Receiving a classical education, in 1838 he was recruited to go to America by the Rev. Andrew J. Byrne, then pastor of St. James' Church in Manhattan. In the spring of 1839, Byrne and Malone left from Kingstown for Liverpool where on 10 April they sailed to Philadelphia, arriving on 12 May 1839. After calling on Bishop Francis Kenrick, they made their way to New York, where Bishop Hughes advised Malone to enter St. Joseph's Seminary in LaFargeville, Jefferson County, New York. The following year, the seminary moved to Rose Hill in Fordham, where Malone continued his studies. As a seminarian, on 10 March 1844 he participated in the ceremonies when Bishop Hughes consecrated Byrne as first bishop of Little Rock, Arkansas and John McCloskey coadjutor bishop of New York.

Fr. Malone was ordained by Bishop McCloskey on 15 August 1844. Shortly afterward, Malone was visiting Father Joseph P. Burke, pastor of St. Peter's Church in Poughkeepsie, who asked him to attend a small mission a few miles away. Malone said his first Mass in the village of Wappingers Falls, an up-river mill town.
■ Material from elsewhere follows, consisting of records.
PR #1116, opened 2017-01-14
fix(docker): add missing libcurl3 for osslsigncode

salomvary:
Windows build *without* code signing works fine but when code signing is
enabled `osslsigncode` fails. It's apparently due to libcurl shared
dependency mismatch.

    /root/.cache/electron-builder/winCodeSign/winCodeSign-1.6.0/linux/osslsigncode:
    error while loading shared libraries: libcurl.so.4: cannot open
    shared object file: No such file or directory

Installing libcurl3 fixes the issue.


develar:
Thanks. Build started. Will be ready in 1 hour.

salomvary:
Works on the latest Docker image 👍

PR #1148, opened 2017-01-19
fix: Arch & pacman use i686 instead of i386 and pkg.tar.xz

hleitzell:
Digging through the code, this is probably not the ideal way to do this but it follows what was done for the 'deb' packaging.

Bishop Hughes soon sent Father Malone to Williamsburg, Brooklyn. He befriended the Irish-born architect Patrick Keely and together they were responsible for a number of church buildings. In 1861 he founded the Irish-American fraternal organization The Friendly Sons of St. Patrick in Brooklyn. A man noted for his tolerance, he was friendly with clerics from other Christian churches and local rabbis. Politically, he was a Republican Abolitionist and supported Lincoln; he was also a supporter of the Land League in Ireland, and for Home Rule for Ireland. He died on 29 December 1899.

His nephews Lawrence and Sylvester Malone became lawyers, as did his niece Marcella Malone. Their sister, Maud Malone, was a suffragette and labor leader in New York City.